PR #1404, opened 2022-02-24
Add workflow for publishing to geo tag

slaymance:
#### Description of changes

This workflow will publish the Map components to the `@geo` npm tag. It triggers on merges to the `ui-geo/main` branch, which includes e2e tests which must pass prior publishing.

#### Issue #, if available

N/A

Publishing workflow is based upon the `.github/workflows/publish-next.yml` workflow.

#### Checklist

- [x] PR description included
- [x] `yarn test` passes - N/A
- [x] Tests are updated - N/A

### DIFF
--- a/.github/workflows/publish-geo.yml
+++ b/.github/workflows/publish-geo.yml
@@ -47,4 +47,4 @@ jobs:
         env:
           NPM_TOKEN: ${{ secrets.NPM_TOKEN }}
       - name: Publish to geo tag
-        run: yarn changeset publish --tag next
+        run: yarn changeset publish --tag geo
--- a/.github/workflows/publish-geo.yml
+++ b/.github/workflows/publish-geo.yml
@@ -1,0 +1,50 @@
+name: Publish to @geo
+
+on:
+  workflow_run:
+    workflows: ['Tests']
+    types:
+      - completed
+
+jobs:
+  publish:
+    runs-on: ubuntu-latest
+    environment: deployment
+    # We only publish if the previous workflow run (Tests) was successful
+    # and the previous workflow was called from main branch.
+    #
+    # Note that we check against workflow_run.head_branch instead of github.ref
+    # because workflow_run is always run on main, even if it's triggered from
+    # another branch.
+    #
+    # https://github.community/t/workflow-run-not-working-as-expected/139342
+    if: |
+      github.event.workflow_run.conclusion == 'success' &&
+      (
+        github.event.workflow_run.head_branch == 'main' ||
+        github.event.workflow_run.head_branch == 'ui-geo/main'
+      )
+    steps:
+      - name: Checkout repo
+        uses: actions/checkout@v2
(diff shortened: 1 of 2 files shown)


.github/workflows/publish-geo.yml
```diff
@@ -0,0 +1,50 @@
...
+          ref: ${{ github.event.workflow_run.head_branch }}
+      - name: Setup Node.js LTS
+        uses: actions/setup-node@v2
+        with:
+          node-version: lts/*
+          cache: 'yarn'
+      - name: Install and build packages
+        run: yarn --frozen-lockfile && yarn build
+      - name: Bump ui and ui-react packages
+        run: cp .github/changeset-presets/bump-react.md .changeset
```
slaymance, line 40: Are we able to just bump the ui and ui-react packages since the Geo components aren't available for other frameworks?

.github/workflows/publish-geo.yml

═══

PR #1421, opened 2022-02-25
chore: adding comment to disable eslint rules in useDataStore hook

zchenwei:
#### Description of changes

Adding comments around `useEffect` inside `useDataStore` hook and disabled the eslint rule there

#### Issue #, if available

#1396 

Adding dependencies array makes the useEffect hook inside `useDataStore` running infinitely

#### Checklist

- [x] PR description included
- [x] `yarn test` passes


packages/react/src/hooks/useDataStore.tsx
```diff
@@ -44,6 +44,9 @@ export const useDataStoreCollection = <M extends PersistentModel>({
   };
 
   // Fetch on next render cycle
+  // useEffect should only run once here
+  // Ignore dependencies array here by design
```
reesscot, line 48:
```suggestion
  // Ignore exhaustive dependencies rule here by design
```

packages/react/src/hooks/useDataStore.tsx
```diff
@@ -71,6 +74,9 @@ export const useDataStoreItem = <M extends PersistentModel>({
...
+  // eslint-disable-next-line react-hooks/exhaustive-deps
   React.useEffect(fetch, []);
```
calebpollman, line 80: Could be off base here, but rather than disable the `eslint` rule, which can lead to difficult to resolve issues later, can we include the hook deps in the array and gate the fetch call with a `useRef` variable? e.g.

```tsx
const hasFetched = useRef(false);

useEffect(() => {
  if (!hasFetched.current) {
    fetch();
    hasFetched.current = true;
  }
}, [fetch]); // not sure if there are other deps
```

═══

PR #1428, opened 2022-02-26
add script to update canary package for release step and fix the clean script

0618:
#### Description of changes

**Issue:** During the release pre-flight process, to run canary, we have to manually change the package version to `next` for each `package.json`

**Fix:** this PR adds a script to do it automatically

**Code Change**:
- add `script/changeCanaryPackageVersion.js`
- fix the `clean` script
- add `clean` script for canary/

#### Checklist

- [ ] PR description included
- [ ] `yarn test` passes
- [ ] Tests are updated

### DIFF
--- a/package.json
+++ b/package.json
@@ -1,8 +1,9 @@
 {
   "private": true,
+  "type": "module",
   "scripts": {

═══

§ **Exercise directions**: Each line of the listing above that contains the word "from" counts once; please give the total and nothing more.

§ **Response area**: 2